- Exercise aim:
Filter the records for "deiferni" and keep each line that has it.

+++ Record extracts

PR #7159, opened 2021-09-07
Initialize custom properties with default values on non-interactive document creations

lukasgraf:
This initializes custom properties with default values for

- Documents and mails **uploaded with TUS**
- Documents and mails **uploaded via QuickUpload**
- Mails received via **inbound mail**
- Documents **extracted from mail attachments**

## Checklist

- [ ] Changelog entry (*not necessary - fix for behavior that was introduced in the same release*)

- New functionality:

### DIFF
--- a/opengever/propertysheets/creation_defaults.py
+++ b/opengever/propertysheets/creation_defaults.py
@@ -1,4 +1,17 @@
 from opengever.propertysheets.storage import PropertySheetSchemaStorage
+from zope.component import queryAdapter
+
+
+def initialize_customproperties_defaults(obj, behavior_iface):
+    behavior = queryAdapter(obj, behavior_iface)
+    if behavior:
+        custom_prop_defaults = get_customproperties_defaults(
+            behavior_iface['custom_properties'])
+
+        # Only attempt to set defaults if no actual custom properties exist yet
+        if not behavior.custom_properties:
+            behavior.custom_properties = custom_prop_defaults
+            obj.reindexObject()
 
 
 def get_customproperties_defaults(propsheet_field):
--- a/opengever/propertysheets/creation_defaults.py
+++ b/opengever/propertysheets/creation_defaults.py
@@ -2,7 +2,7 @@ from opengever.propertysheets.storage import PropertySheetSchemaStorage
 from zope.component import queryAdapter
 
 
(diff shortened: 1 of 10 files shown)


opengever/propertysheets/tests/test_creation_defaults.py
```diff
@@ -0,0 +1,163 @@
...
+            )
+            .with_field(
+                'textline', u'notrequired', u'Optional field with default', u'',
+                required=False,
+                default=u'Not required, still has default'
+            )
+            .with_field(
+                'multiple_choice', u'languages', u'Languages', u'',
+                required=True, values=[u'de', u'fr', u'en'],
+                default={u'de', u'en'},
```
deiferni, line 58: This set instance here could be potentially referenced when setting it on an object leading to shared state/defaults. Is there some functionality somewhere guarding against this?

opengever/propertysheets/creation_defaults.py
```diff
@@ -0,0 +1,32 @@
...
+
+    storage = PropertySheetSchemaStorage()
+    for slot_name in propsheet_field.valid_assignment_slots_factory():
+        slot_values = {}
+        definition = storage.query(slot_name)
+
+        if definition is not None:
+            for (field_name, field) in definition.get_fields():
+                if field.default is not None:
+                    slot_values[field.__name__] = field.default
```
deiferni, line 41: Ah here it is … you might have to guard against mutable defaults and create a copy of sets/lists/…. See previous comment. Unless of course the field already takes care of such things while accessing the default.

deiferni (approved):
LGTM 👍 

I've discovered one potential issue where the default (mutable) might be shared between objects when setting it from the fields default. Not sure what happens under the hood there when retrieving the default but best have a close look before we ship.

opengever/propertysheets/creation_defaults.py
lukasgraf: Great catch! 🏹 
It was indeed an issue. 💥  Added a failing test and a fix.

lukasgraf:
@deiferni thanks for the review! I addressed the mutable kwarg issue, and also decided to make the `Location` header parsing in TUS upload more robust (last 3 commits). Would you mind having another quick look?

++++++

- Exercise solution:
deiferni, line 58: This set instance here could be potentially referenced when setting it on an object leading to shared state/defaults. Is there some functionality somewhere guarding against this?
deiferni, line 41: Ah here it is … you might have to guard against mutable defaults and create a copy of sets/lists/…. See previous comment. Unless of course the field already takes care of such things while accessing the default.
deiferni (approved):
@deiferni thanks for the review! I addressed the mutable kwarg issue, and also decided to make the `Location` header parsing in TUS upload more robust (last 3 commits). Would you mind having another quick look?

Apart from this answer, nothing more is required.